Drone submarine joins desperate hunt for MH370 as pings fall silent

As the black box batteries run out, searchers start scouring the seabed for wreckage

24
(Bluefin Robotics)

Day 38 of the search for the missing Malaysian Airlines flight MH370 sees a change in strategy from the multinational team tasked with uncovering its remains. Angus Houston, chief of the Joint Agency Coordination Centre, has today announced that the next phase in the search will begin "as soon as possible" with the deployment of a Bluefin-21 autonomous underwater vehicle. The drone — which has already been in testing to prepare for its deployment in the Indian Ocean — will map out the ocean floor using sonar, scanning an area of 40 square kilometers every 24 hours.

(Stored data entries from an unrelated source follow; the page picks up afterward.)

PR #72, opened 2021-11-01
Fix typo in usecase_exomes

messersc:


eudesbarbosa (approved):
@messersc, thanks for improving the documentation. 

**Note:**  Merging before required statuses passed as the issue was solved in #73

PR #75, opened 2021-11-17
Add generic itransfer-step

ericblanc20:
**Aim:** Generic function to add the output of any `snappy` step to SODAR.

**Remarks:**

- In the somatic/cancer branch, many steps should be added to SODAR: `somatic_variant_calling`, `somatic_variant_annotation`, `somatic_targeted_seq_cnv_calling`, `somatic_wgs_cnv_calling`, perhaps `hla_typing`, `gene_expression_quantification`, `somatic_gene_fusion_calling`, and others that will be implemented "soon".
- Supersedes `itransfer-ngs-mapping` & `itransfer-variant-calling`.
- Implementation is not ideal: missing step names are not caught in `cubi_tk.snappy.itransfer_common.check_args`, but in `cubi_tk.snappy.itransfer_common.execute`. This is because `cubi_tk.sodar.ingest_fastq` creates a sub-class of `SnappyItransferCommandBase`, without defining `step_name` and without creating a `check_args` method for the subclass. I don't think that it should, but it creates the problem described above.
- The test is copied-pasted from `test_snappy_itransfer_ngs_mapping`.

### DIFF
--- a/cubi_tk/snappy/itransfer_step.py
+++ b/cubi_tk/snappy/itransfer_step.py
@@ -1,0 +1,42 @@
+"""``cubi-tk snappy itransfer-step``: transfer step results into iRODS landing zone."""
+
+import argparse
+import os
+import typing
+
+from logzero import logger
+
+from .itransfer_common import SnappyItransferCommandBase
+
+
+class SnappyItransferStepCommand(SnappyItransferCommandBase):
+    """Implementation of snappy itransfer command for results from any step."""
+
+    fix_md5_files = True
+    command_name = "itransfer-step"
+    step_name = None
+
+    @classmethod
+    def setup_argparse(cls, parser: argparse.ArgumentParser) -> None:
+        super().setup_argparse(parser)
+        parser.add_argument(
+            "--step", help="Name of the snappy pipeline step", default="ngs_mapping"
+        )
+        parser.add_argument(
+            "--tool", help="Name of the tool, for example bwa. Tools order in important", nargs="*"
+        )
+
+    def build_base_dir_glob_pattern(self, library_name: str) -> typing.Tuple[str, str]:
+        prefix = ".".join(self.args.tool)
+        logger.debug("Using prefix {}".format(prefix))
+        return (
+            os.path.join(
+                self.args.base_path, self.step_name, "output", prefix + "." + library_name
+            ),
+            "**",
+        )
+
+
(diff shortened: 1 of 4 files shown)


cubi_tk/snappy/itransfer_step.py
```diff
@@ -0,0 +1,42 @@
...
+
+    fix_md5_files = True
+    command_name = "itransfer-step"
+    step_name = None
+
+    @classmethod
+    def setup_argparse(cls, parser: argparse.ArgumentParser) -> None:
+        super().setup_argparse(parser)
+        parser.add_argument(
+            "--step", help="Name of the snappy pipeline step", default="ngs_mapping"
```
eudesbarbosa, line 23: Shouldn't the default be `None`? I'd argue that it is better to fail than having users accidentality transferring ngs data.
You can probably also improve the help by giving examples. I never found obvious the relation between name of step and directory.

tests/test_snappy_itransfer_step.py
```diff
@@ -0,0 +1,156 @@
...
+        parser.parse_args(["snappy", "itransfer-step", "--help"])
+
+    assert e.value.code == 0
+
+    res = capsys.readouterr()
+    assert res.out
+    assert not res.err
+
+
+def test_run_snappy_itransfer_ngs_mapping_nothing(capsys):
```
eudesbarbosa, line 29: If you agree to the `None` suggestion for the default, perhaps you can include a new test to assert that the exit code is as expected.

tests/test_snappy_itransfer_step.py
```diff
@@ -0,0 +1,156 @@
...
+    mocker.patch("cubi_tk.snappy.itransfer_common.check_output", mock_check_output)
+
+    fake_open = fake_filesystem.FakeFileOpen(fs)
+    mocker.patch("cubi_tk.snappy.itransfer_common.open", fake_open)
+    mocker.patch("cubi_tk.snappy.common.open", fake_open)
+
+    mock_check_call = mock.mock_open()
+    mocker.patch("cubi_tk.snappy.itransfer_common.check_call", mock_check_call)
+
+    # # requests mock
```
eudesbarbosa, line 119: Please remove commented block.

eudesbarbosa (commented):
Looks good, I just included some small comments.

eudesbarbosa:
Looks good, thank you for the changes.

Narrowing down the likely location of the MH370 wreckage has been an immense challenge, owing to the vastness of the area in which the plane may have crashed. A recent set of four signals that may have come from the airplane's black boxes has helped this effort, and today Air Chief Marshal Houston has noted the discovery of an oil slick in the vicinity as well. Because the oil slick is both "down-wind and down-sea" from the location of the detected pings, it could corroborate the searchers' present estimates. Samples of it have been collected and will be analyzed over the coming days.

"We've got a good lead, the most promising lead that we've had through the entire search."

Houston cautions against reading too much into today's announcement. The batteries on the MH370 black boxes are only rated to last for 30 days, so continuing to listen out for their pings would now be more hopeful than helpful. While he describes the current information as "the most promising lead that we've had through the entire search," he also cautions that "it may be very difficult to find something and you don't know how good any lead is until you get your eyes on the wreckage." Rated for a depth of 4.5 kilometers, the Bluefin drone appears to be the best available method for extending the search in the absence of any further signals from the black boxes. It will have to operate at the very edge of its range, too, since the relevant signals picked up by investigators came from roughly the same depth last week.